İstanbul’un Anılarda Kalan Plajları
İstanbul bir zamanlar, her köşesinden denize girilen bir şehirdi ve bu macera şehre unutulması imkânsız anılar bırakarak veda ederken şehir sakinleri deniz sefasını uzaklarda aramak zorunda kaldı. Havva Yılmaz, bu anıları mercek altına alarak Kent için eski İstanbul plajlarının panoramik bir portresini çizdi.
YAZAN: Havva Yılmaz
İnanması güç olsa da İstanbul, bir zamanlar her köşesinden denize girilen bir şehirdi. Şehrin Marmara Denizi’yle buluştuğu pek çok kıyıda, şehir halkı çoğunlukla ücretsiz plajlardan denizin, güneşin, tertemiz havanın tadını çıkarıyordu. Ne var ki bu nimetin sefasını şehir halkı uzun müddet sürdüremedi. Şehir kalabalıklaştıkça binaların, trafiğin, gürültünün de esiri oldu. Önce binalar sıklaştı, sonra yollar genişledi ve uzadı, derken deniz kıyıları geniş bulvarlara dönüştü ve şehir sakinleri deniz sefasını uzaklarda aramak zorunda kaldı. Yine de bu macera geride unutulması imkânsız anılar bırakarak veda etti şehre. Gelin bu anılara biraz yakından bakalım ve eski İstanbul plajlarının panoramik bir portresini çizelim.
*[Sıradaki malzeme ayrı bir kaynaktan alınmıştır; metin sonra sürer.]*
PR #57, opened 2019-03-10
create AccessDetails interface

dhellmann:
Rather than having methods with lots of if-then statements, define an
interface so we can have multiple implementations and just select the
right one in NewAccessDetails().

### DIFF
--- a/pkg/bmc/ipmi.go
+++ b/pkg/bmc/ipmi.go
@@ -1,0 +1,43 @@
+package bmc
+
+type ipmiAccessDetails struct {
+	bmcType  string
+	portNum  string
+	hostname string
+}
+
+const ipmiDefaultPort = "623"
+
+func (a *ipmiAccessDetails) Type() string {
+	return a.bmcType
+}
+
+// NeedsMAC returns true when the host is going to need a separate
+// port created rather than having it discovered.
+func (a *ipmiAccessDetails) NeedsMAC() bool {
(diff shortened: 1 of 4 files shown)


pkg/bmc/ipmi.go
```diff
@@ -0,0 +1,37 @@
...
+	return a.bmcType == "libvirt"
+}
+
+// DriverInfo returns a data structure to pass as the DriverInfo
+// parameter when creating a node in Ironic. The structure is
+// pre-populated with the access information, and the caller is
+// expected to add any other information that might be needed (such as
+// the kernel and ramdisk locations).
+func (a *ipmiAccessDetails) DriverInfo(bmcCreds Credentials) map[string]interface{} {
+	return map[string]interface{}{
```
mhrivnak: Do the contents change sufficiently among implementations that we cannot make a struct for this return value, and likewise for the interface?

dhellmann: Not really. These APIs are very "anything goes." The Ironic REST API expects a mapping as argument, where the values may be strings or other nested objects and the keys depend on the driver. To cope with the Ironic REST API, the gophercloud API takes a map[string]interface as argument, so I figured returning that here would make it easier for the caller to use it.

mhrivnak: :+1:

dhellmann:
Rebased and tweaked a bit

PR #61, opened 2019-03-12
turn off power management sections of reconcile

dhellmann:
We may not need it at all and for now it interferes with testing
provisioning.


russellb:
How about just drop the code instead of leaving it commented out?

dhellmann:
> How about just drop the code instead of leaving it commented out?

Done

dhellmann:
> > How about just drop the code instead of leaving it commented out?
> 
> Done

Oops, I missed the tests the first time.

PR #62, opened 2019-03-12
update test wait loop to look for delayed requeue

dhellmann:
Sometimes the result from a step is a request to requeue after a
delay. In those cases, the Requeue flag is not set but the
RequeueAfter value is non-zero.

### DIFF
--- a/pkg/controller/baremetalhost/baremetalhost_controller_test.go
+++ b/pkg/controller/baremetalhost/baremetalhost_controller_test.go
@@ -124,7 +124,8 @@ func tryReconcile(t *testing.T, r *ReconcileBareMetalHost, host *metalkubev1alph
 			break
 		}
 
-		if !result.Requeue {
+		t.Logf("result: %v", result)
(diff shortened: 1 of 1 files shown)


pkg/controller/baremetalhost/baremetalhost_controller_test.go
```diff
@@ -124,7 +124,8 @@ func tryReconcile(t *testing.T, r *ReconcileBareMetalHost, host *metalkubev1alph
 			break
 		}
 
-		if !result.Requeue {
+		t.Logf("result: %v", result)
```
russellb: It's not clear to me if this is a leftover line from debugging, or if you meant to leave it

dhellmann: I did mean to leave that, to show the result in the loop. It's only printed to the console if the test fails.

russellb: OK, thanks

PR #65, opened 2019-03-13
add -test-mode command line flag

dhellmann:
The UX team needs a way to run the operator without the full
provisioning environment. This switch lets them have a provisioner
that does properly set up the host objects, and does not require
ironic.


honza:
I just took it for a spin, and it works great!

Modernleşen Şehir, Modernleşen Deniz
İstanbul’da plaj kültürünün ortaya çıkışı, şehrin tarihindeki pek çok olgu gibi Osmanlı-Türk modernleşmesiyle yakından ilgilidir. Geç Osmanlı Dönemi’nde sayfiye kültürünün doğuşu ve buna bağlı olarak deniz hamamlarının yaygınlaşması, I. Dünya Savaşı sonrasında plaj kültürünün yaygınlaşmasını tetikleyecek ve şehrin denizle kurduğu ilişkinin yepyeni bir boyut kazanmasını sağlayacaktır. Osmanlı döneminde deniz hamamlarının kullanımının 17. yüzyıla kadar dayanan bir geçmişi vardır. İstanbul Davud Paşa İskelesi civarındaki bir deniz hamamı çeşmesini gösteren belge, Evliya Çelebi’nin Salacak sahili ve Kağıthane Deresi çevresinden bahsederken kullandığı “…cümle dilberan mahi temmuzda deryada çimerler” ifadesi ve 17. yüzyıla ait bir türküde geçen şu ifadeler Osmanlı döneminde denize girme pratiğinin sanıldığı kadar geç başlamadığını gösterir:
Edirne Tunca suyunda
Bursa’nın kaplucasında.
İstanbul Kumkapusu’nda
Deniz melekleri oynar…[1]
Deniz hamamları hakkında arşiv taramalarına dayanan kapsamlı araştırmalar hala az olduğu ve arşivlerde de halihazırda, yeterli malzeme bulunamadığı için bu konuda net bilgiler ortaya koymak zordur. Bununla birlikte Osmanlı-Türk modernleşmesinin hızlandığı ve sosyal hayatta önemli bir karşılık edindiği 19. yüzyılın, deniz hamamlarının çoğalmasında ve toplumun denizle ilişkisinin değişmeye başlamasında kritik bir eşik olduğu düşünülür. Bu açıdan 19. yüzyılda ticari işletme olarak açılan deniz hamamlarının çoğunlukla Avrupa'daki yenilikleri toplumun geri kalanına göre daha yakından takip eden gayrimüslim nüfusun yoğun olduğu bölgelerde yer alması önemli bir husustur.[2] 20. yüzyıl başlarında daha geniş bir kitleye hitap etmeye başlayan ve mekânsal olarak da çeşitlenen bu mekanlar, döneme ait kaynaklarda şöyle sıralanır: Yeşilköy, Bakırköy, Samatya, Yenikapı, Kumkapı, Çatladıkapı, Ahırkapı, Salıpazarı, Fındıklı, Kuruçeşme, Ortaköy, İstinye, Tarabya, Büyükdere, Yenimahalle, Beykoz, Paşabahçe, Kuleli, Çengelköy, Beylerbeyi, Üsküdar, Salacak, Moda, Fenerbahçe, Caddebostan, Bostancı, Kartal, Maltepe, Pendik ve Tuzla.[3]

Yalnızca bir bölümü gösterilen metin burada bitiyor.